Records supplied »
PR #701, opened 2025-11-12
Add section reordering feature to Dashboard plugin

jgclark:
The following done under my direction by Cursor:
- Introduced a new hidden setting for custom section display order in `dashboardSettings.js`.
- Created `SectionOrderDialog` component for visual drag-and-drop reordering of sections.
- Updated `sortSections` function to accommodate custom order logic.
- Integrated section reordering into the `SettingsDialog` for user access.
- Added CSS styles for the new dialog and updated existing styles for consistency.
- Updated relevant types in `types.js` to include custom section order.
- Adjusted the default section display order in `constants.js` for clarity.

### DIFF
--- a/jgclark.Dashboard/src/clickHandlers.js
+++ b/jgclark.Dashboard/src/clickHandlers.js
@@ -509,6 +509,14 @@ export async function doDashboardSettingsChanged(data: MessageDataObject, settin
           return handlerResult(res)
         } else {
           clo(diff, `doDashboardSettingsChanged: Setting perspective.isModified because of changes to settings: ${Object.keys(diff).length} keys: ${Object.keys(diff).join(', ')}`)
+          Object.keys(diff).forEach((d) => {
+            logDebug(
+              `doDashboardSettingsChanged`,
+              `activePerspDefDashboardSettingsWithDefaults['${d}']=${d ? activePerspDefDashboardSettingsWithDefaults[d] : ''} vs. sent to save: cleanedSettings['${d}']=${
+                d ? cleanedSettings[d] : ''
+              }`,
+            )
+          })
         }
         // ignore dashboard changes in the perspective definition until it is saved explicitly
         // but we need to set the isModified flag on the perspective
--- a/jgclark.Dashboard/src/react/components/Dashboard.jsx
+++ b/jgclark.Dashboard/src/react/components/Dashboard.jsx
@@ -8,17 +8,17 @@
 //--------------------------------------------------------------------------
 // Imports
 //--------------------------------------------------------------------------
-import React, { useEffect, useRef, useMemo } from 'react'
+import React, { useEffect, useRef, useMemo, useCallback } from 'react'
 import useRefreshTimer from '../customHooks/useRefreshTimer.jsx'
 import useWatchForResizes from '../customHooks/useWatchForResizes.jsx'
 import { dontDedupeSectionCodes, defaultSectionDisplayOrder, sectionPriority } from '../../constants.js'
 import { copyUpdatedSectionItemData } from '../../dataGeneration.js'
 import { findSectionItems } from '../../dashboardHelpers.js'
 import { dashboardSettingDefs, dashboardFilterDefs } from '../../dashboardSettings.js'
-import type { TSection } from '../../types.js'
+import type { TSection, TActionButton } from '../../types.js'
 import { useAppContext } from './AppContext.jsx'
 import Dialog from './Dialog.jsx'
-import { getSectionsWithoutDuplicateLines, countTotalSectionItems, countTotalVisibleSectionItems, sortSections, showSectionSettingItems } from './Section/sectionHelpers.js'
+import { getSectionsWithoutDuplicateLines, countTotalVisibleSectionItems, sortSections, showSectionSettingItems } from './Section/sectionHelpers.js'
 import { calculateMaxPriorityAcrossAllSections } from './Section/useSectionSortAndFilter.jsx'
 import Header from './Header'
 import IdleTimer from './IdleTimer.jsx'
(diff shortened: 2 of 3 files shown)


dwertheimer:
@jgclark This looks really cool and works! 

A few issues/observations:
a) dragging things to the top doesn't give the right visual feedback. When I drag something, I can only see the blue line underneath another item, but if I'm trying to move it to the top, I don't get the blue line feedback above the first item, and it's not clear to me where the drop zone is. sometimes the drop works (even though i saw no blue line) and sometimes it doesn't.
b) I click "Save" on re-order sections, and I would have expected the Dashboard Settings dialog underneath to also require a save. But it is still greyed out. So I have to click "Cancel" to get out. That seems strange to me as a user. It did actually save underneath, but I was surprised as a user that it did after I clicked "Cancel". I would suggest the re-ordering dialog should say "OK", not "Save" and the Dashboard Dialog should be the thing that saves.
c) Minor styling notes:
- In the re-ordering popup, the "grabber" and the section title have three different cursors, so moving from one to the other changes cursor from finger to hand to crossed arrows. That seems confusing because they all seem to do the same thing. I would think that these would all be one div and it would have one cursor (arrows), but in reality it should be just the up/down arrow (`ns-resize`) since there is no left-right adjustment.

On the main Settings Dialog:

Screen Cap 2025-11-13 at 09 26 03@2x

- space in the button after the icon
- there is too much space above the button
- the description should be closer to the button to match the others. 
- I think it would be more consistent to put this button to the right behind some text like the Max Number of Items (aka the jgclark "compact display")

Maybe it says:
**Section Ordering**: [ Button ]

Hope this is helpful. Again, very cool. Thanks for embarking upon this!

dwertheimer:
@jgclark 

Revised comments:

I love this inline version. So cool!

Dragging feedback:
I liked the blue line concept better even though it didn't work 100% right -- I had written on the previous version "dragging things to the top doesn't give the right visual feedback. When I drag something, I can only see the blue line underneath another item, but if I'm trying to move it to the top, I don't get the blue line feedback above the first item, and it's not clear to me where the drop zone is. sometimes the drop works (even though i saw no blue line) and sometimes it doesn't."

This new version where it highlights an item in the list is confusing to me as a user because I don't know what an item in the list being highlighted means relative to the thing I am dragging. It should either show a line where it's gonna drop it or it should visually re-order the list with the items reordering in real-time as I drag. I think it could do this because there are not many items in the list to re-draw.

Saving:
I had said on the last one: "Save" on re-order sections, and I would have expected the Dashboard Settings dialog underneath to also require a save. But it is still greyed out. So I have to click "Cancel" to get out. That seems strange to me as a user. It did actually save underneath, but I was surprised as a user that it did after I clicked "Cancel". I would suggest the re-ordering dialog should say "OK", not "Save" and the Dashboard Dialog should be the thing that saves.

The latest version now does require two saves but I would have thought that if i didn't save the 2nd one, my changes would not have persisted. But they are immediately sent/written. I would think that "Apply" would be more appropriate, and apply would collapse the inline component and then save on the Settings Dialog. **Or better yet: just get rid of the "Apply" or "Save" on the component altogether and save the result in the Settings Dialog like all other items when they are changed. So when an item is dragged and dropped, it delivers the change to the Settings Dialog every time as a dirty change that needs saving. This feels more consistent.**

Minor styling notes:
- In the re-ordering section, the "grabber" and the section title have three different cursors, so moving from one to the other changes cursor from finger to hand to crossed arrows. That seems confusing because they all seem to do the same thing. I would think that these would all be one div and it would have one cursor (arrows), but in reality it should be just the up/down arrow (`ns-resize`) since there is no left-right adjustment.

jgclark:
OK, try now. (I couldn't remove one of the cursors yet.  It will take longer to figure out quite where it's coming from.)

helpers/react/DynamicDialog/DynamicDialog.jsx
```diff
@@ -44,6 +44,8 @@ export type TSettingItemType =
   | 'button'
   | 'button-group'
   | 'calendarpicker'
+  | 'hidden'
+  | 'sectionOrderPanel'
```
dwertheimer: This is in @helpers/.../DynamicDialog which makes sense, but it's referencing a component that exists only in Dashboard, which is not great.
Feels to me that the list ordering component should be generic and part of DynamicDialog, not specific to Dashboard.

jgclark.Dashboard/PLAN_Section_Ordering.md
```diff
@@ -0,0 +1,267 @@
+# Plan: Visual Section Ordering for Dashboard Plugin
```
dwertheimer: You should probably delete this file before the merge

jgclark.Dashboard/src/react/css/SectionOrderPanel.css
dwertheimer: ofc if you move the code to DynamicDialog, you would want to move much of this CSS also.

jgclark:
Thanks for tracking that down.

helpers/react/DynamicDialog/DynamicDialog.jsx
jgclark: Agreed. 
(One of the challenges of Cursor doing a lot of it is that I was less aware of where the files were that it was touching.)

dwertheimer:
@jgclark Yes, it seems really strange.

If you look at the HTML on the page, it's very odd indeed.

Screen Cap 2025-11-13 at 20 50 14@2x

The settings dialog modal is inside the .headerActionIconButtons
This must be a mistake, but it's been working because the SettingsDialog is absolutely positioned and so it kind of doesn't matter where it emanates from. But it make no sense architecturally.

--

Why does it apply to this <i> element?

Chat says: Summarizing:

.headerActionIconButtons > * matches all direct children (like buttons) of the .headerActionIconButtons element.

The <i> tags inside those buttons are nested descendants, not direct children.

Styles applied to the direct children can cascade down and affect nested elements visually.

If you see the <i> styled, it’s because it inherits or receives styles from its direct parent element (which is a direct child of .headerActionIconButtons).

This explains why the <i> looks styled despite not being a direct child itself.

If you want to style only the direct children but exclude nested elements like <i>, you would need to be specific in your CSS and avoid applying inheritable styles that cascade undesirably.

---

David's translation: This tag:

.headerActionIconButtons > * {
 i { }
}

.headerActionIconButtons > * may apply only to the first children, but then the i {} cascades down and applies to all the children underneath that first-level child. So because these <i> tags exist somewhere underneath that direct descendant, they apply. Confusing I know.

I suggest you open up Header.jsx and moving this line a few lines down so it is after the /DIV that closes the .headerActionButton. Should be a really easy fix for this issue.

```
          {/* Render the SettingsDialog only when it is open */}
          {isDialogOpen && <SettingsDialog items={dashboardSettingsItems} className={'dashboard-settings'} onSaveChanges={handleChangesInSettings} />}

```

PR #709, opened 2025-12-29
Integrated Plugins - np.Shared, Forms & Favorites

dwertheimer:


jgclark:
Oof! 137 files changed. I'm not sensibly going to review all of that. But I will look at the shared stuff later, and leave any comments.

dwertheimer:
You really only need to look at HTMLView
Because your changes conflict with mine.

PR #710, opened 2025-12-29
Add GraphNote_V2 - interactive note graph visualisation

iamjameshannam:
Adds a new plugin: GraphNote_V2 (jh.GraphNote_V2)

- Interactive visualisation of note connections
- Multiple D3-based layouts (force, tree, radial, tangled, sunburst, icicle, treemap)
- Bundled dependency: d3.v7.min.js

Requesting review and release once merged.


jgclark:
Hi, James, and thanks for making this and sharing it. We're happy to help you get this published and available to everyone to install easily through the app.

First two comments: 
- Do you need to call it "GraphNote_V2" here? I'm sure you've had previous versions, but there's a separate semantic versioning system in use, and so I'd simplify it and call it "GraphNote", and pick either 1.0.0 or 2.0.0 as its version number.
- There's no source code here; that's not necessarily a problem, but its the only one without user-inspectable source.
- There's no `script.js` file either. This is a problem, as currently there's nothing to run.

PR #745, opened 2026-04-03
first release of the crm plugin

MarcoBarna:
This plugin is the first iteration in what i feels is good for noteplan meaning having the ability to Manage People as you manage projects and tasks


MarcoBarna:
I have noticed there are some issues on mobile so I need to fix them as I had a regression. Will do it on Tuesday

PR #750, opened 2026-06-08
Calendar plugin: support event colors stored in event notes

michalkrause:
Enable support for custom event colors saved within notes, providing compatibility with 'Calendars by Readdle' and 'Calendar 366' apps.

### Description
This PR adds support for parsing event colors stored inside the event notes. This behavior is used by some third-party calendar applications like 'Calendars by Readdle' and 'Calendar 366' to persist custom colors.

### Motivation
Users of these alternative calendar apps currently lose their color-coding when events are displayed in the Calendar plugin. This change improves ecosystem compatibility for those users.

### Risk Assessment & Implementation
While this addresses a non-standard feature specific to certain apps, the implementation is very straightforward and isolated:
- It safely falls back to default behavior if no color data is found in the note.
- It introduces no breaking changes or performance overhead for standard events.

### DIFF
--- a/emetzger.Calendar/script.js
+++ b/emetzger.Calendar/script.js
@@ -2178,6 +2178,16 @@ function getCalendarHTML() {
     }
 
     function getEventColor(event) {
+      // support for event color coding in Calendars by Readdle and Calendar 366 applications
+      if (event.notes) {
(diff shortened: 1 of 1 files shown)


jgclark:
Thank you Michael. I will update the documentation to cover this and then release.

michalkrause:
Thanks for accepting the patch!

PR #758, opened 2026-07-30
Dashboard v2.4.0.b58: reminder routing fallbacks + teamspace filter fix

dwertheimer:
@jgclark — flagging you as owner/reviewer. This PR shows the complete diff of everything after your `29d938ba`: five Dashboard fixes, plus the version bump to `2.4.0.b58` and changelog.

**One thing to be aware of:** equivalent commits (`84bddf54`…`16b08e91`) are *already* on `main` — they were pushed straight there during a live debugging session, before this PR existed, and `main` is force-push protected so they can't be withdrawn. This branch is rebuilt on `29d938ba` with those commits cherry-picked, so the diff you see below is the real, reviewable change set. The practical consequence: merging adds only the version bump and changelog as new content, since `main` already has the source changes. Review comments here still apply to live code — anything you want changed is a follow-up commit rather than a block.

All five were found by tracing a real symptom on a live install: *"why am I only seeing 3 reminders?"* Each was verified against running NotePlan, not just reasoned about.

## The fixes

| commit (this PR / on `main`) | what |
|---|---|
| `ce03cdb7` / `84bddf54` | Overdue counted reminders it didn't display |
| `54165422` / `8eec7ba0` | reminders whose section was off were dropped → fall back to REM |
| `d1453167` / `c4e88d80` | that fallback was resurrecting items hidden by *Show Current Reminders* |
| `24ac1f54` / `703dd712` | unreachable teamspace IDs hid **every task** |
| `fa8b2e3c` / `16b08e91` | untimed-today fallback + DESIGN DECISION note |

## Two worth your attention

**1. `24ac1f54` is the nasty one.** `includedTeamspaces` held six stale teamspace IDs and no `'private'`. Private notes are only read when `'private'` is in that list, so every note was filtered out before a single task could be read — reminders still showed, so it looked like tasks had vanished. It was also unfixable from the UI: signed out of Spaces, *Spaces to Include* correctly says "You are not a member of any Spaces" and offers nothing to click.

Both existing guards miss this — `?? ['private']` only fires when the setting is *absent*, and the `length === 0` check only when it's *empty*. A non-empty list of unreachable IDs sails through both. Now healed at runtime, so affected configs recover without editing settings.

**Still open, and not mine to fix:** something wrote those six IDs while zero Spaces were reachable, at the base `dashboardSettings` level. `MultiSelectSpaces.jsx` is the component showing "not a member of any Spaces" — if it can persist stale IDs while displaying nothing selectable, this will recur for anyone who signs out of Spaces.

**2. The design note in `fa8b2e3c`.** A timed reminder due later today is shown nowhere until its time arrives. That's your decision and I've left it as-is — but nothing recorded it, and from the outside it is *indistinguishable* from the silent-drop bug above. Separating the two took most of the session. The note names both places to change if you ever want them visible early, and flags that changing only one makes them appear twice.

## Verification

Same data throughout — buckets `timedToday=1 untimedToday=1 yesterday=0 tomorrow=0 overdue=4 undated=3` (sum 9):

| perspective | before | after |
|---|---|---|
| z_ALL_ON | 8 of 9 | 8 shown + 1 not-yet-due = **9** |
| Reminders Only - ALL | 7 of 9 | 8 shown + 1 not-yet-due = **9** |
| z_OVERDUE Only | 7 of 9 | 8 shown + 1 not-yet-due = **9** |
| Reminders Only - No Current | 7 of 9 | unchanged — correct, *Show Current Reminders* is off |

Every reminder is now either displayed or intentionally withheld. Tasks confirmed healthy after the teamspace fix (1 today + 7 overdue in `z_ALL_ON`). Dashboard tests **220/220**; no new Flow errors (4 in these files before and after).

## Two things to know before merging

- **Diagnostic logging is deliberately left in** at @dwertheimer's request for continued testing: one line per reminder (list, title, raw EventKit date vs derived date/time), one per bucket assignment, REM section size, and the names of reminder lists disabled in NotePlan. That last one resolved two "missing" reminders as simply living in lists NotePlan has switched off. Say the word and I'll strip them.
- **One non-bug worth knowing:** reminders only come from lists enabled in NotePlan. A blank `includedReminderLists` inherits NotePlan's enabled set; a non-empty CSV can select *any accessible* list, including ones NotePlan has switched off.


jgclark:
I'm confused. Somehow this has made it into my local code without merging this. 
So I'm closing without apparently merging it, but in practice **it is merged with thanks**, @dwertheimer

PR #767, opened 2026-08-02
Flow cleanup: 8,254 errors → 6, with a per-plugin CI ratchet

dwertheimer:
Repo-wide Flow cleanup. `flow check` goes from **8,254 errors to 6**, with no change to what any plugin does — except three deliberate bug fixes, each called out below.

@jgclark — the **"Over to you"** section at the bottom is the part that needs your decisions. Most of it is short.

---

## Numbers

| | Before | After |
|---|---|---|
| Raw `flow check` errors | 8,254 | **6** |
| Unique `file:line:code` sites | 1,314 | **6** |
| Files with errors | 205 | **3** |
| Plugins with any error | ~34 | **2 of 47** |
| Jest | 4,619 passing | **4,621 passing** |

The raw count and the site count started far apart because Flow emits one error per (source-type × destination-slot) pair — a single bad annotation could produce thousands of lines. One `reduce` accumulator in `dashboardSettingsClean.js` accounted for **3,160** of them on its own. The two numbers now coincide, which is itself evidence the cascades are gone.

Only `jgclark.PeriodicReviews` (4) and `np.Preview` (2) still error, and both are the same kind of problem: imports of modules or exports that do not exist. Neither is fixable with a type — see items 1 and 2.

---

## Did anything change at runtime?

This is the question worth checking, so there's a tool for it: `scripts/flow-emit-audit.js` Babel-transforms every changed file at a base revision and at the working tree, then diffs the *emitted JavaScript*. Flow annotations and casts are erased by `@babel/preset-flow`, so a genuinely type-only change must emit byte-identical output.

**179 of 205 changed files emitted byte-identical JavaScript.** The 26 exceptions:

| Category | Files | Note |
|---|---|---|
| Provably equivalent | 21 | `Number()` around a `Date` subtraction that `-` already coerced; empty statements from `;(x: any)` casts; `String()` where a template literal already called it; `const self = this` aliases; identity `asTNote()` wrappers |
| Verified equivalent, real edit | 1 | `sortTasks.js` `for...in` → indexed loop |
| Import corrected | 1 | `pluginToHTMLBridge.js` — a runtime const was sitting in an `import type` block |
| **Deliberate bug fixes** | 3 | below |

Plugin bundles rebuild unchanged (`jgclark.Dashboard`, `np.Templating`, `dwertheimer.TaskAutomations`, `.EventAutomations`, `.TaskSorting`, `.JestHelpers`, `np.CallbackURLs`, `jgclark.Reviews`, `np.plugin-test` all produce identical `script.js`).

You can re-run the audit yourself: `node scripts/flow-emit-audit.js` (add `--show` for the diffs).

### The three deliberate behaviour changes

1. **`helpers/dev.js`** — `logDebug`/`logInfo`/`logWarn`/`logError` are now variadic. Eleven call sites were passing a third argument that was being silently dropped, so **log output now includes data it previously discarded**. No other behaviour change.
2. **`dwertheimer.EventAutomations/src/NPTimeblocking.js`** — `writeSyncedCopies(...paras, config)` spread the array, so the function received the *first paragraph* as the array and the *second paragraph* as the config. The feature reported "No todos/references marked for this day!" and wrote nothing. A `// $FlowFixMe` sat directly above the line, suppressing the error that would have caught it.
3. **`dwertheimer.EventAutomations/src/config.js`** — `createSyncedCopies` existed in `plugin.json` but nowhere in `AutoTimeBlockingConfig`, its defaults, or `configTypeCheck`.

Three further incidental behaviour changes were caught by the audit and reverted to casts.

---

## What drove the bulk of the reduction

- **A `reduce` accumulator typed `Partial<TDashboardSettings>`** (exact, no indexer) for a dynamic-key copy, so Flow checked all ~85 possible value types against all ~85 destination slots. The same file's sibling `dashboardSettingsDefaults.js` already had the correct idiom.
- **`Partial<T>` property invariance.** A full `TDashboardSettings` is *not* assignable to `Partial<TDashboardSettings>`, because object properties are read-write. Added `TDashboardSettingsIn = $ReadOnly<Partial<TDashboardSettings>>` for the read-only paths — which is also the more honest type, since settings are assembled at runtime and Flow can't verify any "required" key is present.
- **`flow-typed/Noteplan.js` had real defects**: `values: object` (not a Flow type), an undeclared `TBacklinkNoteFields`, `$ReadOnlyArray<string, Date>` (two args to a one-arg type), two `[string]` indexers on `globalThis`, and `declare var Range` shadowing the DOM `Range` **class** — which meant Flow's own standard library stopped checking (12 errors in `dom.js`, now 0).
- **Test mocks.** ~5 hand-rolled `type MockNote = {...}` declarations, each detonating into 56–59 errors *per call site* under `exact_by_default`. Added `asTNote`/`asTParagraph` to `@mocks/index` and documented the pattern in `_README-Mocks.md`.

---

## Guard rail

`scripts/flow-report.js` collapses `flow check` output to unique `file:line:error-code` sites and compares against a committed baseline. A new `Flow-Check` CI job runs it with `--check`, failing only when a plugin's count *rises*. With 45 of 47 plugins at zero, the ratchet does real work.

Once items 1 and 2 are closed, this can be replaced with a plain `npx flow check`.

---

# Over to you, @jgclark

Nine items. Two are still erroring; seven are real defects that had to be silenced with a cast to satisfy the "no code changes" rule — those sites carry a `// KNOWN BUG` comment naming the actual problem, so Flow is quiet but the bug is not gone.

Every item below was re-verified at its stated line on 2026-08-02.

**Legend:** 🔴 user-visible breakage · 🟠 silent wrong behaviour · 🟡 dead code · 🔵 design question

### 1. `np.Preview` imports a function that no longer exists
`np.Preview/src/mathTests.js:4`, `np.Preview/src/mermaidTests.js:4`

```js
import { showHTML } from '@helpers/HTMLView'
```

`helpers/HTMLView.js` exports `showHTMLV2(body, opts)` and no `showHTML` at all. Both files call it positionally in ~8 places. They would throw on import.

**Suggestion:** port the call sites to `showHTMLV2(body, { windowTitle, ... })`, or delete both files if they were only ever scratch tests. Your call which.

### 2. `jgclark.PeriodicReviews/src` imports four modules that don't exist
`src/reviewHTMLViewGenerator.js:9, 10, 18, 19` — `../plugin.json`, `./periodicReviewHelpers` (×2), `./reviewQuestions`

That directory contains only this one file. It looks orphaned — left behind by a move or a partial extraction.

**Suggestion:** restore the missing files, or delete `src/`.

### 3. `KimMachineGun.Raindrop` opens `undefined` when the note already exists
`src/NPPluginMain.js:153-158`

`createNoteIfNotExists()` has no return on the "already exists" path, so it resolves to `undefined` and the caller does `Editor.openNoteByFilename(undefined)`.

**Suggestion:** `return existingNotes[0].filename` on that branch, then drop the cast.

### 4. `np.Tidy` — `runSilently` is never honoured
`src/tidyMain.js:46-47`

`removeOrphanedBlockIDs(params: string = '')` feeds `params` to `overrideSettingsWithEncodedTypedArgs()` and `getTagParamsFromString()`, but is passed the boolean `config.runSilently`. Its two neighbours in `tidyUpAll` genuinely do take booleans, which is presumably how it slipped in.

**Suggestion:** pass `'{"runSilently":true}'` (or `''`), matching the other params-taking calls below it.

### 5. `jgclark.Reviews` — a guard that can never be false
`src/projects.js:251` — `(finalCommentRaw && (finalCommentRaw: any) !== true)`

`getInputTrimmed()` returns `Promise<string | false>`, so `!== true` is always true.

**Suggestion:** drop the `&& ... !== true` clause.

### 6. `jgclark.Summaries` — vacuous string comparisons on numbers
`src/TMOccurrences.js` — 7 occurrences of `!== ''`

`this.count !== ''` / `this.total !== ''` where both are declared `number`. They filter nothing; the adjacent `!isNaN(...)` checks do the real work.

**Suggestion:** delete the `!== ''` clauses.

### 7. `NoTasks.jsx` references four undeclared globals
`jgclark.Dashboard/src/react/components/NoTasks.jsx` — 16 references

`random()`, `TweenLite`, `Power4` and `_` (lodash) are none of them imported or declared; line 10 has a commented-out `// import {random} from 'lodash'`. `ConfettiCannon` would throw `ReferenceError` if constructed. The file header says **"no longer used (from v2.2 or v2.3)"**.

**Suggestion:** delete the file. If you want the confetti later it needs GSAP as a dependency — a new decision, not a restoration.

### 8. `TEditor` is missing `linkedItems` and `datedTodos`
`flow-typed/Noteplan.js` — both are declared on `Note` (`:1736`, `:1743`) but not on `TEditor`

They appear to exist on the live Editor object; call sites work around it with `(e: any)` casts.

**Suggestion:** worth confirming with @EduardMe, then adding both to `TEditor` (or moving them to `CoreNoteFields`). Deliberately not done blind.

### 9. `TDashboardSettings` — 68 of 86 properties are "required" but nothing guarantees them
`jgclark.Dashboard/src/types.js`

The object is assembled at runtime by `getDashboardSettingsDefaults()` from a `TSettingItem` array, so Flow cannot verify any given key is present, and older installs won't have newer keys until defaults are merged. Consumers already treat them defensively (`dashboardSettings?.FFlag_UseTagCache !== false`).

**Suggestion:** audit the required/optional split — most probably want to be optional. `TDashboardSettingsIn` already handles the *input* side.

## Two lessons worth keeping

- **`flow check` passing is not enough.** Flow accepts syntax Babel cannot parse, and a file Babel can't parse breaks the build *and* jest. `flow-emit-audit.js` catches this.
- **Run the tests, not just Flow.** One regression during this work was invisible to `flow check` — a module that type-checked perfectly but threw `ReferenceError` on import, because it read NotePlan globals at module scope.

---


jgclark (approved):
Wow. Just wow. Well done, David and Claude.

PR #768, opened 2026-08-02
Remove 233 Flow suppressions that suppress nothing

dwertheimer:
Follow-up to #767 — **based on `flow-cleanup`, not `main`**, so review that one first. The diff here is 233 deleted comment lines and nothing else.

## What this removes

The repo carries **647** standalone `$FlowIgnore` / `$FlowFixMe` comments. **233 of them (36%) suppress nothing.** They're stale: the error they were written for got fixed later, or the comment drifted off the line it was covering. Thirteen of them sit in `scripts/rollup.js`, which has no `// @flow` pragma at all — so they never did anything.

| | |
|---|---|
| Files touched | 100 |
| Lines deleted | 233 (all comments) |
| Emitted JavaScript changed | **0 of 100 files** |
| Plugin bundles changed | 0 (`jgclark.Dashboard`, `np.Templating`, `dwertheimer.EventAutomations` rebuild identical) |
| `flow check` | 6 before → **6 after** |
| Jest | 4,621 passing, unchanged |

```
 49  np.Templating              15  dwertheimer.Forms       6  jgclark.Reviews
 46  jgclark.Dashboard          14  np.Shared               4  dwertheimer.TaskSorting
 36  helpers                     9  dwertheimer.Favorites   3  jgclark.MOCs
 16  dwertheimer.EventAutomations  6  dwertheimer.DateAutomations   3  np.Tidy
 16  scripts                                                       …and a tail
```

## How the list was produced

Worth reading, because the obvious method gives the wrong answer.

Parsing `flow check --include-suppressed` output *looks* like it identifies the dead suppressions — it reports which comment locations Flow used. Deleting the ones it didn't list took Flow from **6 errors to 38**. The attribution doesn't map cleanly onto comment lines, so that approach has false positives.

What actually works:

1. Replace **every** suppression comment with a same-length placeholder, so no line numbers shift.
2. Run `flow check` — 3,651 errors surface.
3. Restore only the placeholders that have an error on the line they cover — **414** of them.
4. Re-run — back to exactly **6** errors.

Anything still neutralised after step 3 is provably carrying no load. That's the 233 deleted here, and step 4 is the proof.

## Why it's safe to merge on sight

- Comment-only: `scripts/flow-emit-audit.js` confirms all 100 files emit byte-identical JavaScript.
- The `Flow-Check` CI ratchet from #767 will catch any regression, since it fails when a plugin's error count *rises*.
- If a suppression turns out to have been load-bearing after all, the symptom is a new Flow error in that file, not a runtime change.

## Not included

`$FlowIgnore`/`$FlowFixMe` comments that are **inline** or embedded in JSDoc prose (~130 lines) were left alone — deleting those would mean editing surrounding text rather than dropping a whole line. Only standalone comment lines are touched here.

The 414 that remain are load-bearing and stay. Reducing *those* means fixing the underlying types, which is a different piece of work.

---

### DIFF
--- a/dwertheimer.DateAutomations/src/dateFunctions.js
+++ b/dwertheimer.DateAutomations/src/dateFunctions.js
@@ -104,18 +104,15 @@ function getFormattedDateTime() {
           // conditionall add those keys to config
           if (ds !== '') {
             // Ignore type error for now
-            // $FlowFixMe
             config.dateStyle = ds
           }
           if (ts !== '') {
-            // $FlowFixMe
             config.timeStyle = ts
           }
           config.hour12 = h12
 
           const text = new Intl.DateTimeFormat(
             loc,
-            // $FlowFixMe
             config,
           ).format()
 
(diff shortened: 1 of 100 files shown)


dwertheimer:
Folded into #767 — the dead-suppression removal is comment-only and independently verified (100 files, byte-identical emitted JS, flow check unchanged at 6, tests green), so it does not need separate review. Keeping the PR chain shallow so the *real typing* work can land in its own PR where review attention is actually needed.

What is needed » Taking every line of the records above into account, tally those that contain "four" and give only the total.

Expected output » 2